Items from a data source
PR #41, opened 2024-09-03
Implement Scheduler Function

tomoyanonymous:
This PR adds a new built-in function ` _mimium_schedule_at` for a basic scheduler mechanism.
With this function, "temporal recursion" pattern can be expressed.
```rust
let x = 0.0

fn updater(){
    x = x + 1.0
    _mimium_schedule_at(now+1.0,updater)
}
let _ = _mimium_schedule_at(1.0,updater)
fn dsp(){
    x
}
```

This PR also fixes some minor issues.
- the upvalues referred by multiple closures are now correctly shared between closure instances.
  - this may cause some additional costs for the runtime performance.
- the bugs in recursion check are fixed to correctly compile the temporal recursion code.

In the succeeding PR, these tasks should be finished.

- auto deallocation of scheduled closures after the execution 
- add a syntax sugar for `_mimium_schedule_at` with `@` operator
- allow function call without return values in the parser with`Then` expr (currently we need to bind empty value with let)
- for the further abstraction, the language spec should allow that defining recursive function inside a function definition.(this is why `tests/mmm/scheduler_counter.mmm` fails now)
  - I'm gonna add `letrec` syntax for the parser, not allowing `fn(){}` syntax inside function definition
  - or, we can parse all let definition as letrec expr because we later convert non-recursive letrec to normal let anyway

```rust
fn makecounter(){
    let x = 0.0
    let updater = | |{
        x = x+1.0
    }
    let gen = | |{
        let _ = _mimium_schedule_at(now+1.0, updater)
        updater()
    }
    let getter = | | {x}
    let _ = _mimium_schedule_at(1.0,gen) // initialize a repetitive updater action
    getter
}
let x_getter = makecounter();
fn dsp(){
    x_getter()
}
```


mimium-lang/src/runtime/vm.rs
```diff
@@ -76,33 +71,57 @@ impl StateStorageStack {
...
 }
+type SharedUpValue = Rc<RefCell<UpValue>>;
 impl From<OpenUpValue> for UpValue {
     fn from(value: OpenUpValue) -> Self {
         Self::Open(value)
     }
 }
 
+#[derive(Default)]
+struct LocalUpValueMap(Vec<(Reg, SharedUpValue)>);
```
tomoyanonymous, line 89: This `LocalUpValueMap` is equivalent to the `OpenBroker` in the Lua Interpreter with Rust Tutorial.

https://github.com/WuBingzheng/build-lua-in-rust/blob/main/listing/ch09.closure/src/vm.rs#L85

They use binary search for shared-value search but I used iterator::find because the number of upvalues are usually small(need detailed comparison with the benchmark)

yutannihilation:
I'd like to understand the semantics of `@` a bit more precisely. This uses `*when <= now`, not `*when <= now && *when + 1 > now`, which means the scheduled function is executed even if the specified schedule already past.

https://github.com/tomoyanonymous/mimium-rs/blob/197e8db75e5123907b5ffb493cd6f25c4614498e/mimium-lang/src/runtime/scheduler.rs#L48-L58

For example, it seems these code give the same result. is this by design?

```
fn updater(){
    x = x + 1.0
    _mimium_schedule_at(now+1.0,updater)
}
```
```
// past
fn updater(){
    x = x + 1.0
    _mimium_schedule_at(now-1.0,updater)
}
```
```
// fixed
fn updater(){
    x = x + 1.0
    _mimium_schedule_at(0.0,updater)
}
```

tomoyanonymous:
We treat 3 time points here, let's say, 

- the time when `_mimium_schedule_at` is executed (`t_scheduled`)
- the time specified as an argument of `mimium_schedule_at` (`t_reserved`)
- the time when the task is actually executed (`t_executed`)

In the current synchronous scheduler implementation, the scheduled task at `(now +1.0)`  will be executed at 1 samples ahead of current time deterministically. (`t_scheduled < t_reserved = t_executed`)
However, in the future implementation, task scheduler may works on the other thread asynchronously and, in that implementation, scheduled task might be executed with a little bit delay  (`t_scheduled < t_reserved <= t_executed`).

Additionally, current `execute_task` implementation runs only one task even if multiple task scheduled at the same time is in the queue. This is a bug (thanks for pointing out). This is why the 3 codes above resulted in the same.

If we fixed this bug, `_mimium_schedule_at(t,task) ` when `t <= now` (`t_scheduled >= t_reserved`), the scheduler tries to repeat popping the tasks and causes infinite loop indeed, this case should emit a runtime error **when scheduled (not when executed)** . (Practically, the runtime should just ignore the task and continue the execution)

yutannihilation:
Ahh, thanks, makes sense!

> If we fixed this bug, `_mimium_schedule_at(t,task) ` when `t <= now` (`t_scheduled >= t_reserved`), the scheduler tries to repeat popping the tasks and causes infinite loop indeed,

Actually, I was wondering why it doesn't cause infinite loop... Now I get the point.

_What you are asked to do_
Word for word, write out every entry shown above.

_Result below_
PR #41, opened 2024-09-03
Implement Scheduler Function

tomoyanonymous:
This PR adds a new built-in function ` _mimium_schedule_at` for a basic scheduler mechanism.
With this function, "temporal recursion" pattern can be expressed.
```rust
let x = 0.0

fn updater(){
    x = x + 1.0
    _mimium_schedule_at(now+1.0,updater)
}
let _ = _mimium_schedule_at(1.0,updater)
fn dsp(){
    x
}
```

This PR also fixes some minor issues.
- the upvalues referred by multiple closures are now correctly shared between closure instances.
  - this may cause some additional costs for the runtime performance.
- the bugs in recursion check are fixed to correctly compile the temporal recursion code.

In the succeeding PR, these tasks should be finished.

- auto deallocation of scheduled closures after the execution 
- add a syntax sugar for `_mimium_schedule_at` with `@` operator
- allow function call without return values in the parser with`Then` expr (currently we need to bind empty value with let)
- for the further abstraction, the language spec should allow that defining recursive function inside a function definition.(this is why `tests/mmm/scheduler_counter.mmm` fails now)
  - I'm gonna add `letrec` syntax for the parser, not allowing `fn(){}` syntax inside function definition
  - or, we can parse all let definition as letrec expr because we later convert non-recursive letrec to normal let anyway

```rust
fn makecounter(){
    let x = 0.0
    let updater = | |{
        x = x+1.0
    }
    let gen = | |{
        let _ = _mimium_schedule_at(now+1.0, updater)
        updater()
    }
    let getter = | | {x}
    let _ = _mimium_schedule_at(1.0,gen) // initialize a repetitive updater action
    getter
}
let x_getter = makecounter();
fn dsp(){
    x_getter()
}
```


mimium-lang/src/runtime/vm.rs
```diff
@@ -76,33 +71,57 @@ impl StateStorageStack {
...
 }
+type SharedUpValue = Rc<RefCell<UpValue>>;
 impl From<OpenUpValue> for UpValue {
     fn from(value: OpenUpValue) -> Self {
         Self::Open(value)
     }
 }
 
+#[derive(Default)]
+struct LocalUpValueMap(Vec<(Reg, SharedUpValue)>);
```
tomoyanonymous, line 89: This `LocalUpValueMap` is equivalent to the `OpenBroker` in the Lua Interpreter with Rust Tutorial.

https://github.com/WuBingzheng/build-lua-in-rust/blob/main/listing/ch09.closure/src/vm.rs#L85

They use binary search for shared-value search but I used iterator::find because the number of upvalues are usually small(need detailed comparison with the benchmark)

yutannihilation:
I'd like to understand the semantics of `@` a bit more precisely. This uses `*when <= now`, not `*when <= now && *when + 1 > now`, which means the scheduled function is executed even if the specified schedule already past.

https://github.com/tomoyanonymous/mimium-rs/blob/197e8db75e5123907b5ffb493cd6f25c4614498e/mimium-lang/src/runtime/scheduler.rs#L48-L58

For example, it seems these code give the same result. is this by design?

```
fn updater(){
    x = x + 1.0
    _mimium_schedule_at(now+1.0,updater)
}
```
```
// past
fn updater(){
    x = x + 1.0
    _mimium_schedule_at(now-1.0,updater)
}
```
```
// fixed
fn updater(){
    x = x + 1.0
    _mimium_schedule_at(0.0,updater)
}
```

tomoyanonymous:
We treat 3 time points here, let's say, 

- the time when `_mimium_schedule_at` is executed (`t_scheduled`)
- the time specified as an argument of `mimium_schedule_at` (`t_reserved`)
- the time when the task is actually executed (`t_executed`)

In the current synchronous scheduler implementation, the scheduled task at `(now +1.0)`  will be executed at 1 samples ahead of current time deterministically. (`t_scheduled < t_reserved = t_executed`)
However, in the future implementation, task scheduler may works on the other thread asynchronously and, in that implementation, scheduled task might be executed with a little bit delay  (`t_scheduled < t_reserved <= t_executed`).

Additionally, current `execute_task` implementation runs only one task even if multiple task scheduled at the same time is in the queue. This is a bug (thanks for pointing out). This is why the 3 codes above resulted in the same.

If we fixed this bug, `_mimium_schedule_at(t,task) ` when `t <= now` (`t_scheduled >= t_reserved`), the scheduler tries to repeat popping the tasks and causes infinite loop indeed, this case should emit a runtime error **when scheduled (not when executed)** . (Practically, the runtime should just ignore the task and continue the execution)

yutannihilation:
Ahh, thanks, makes sense!

> If we fixed this bug, `_mimium_schedule_at(t,task) ` when `t <= now` (`t_scheduled >= t_reserved`), the scheduler tries to repeat popping the tasks and causes infinite loop indeed,

Actually, I was wondering why it doesn't cause infinite loop... Now I get the point.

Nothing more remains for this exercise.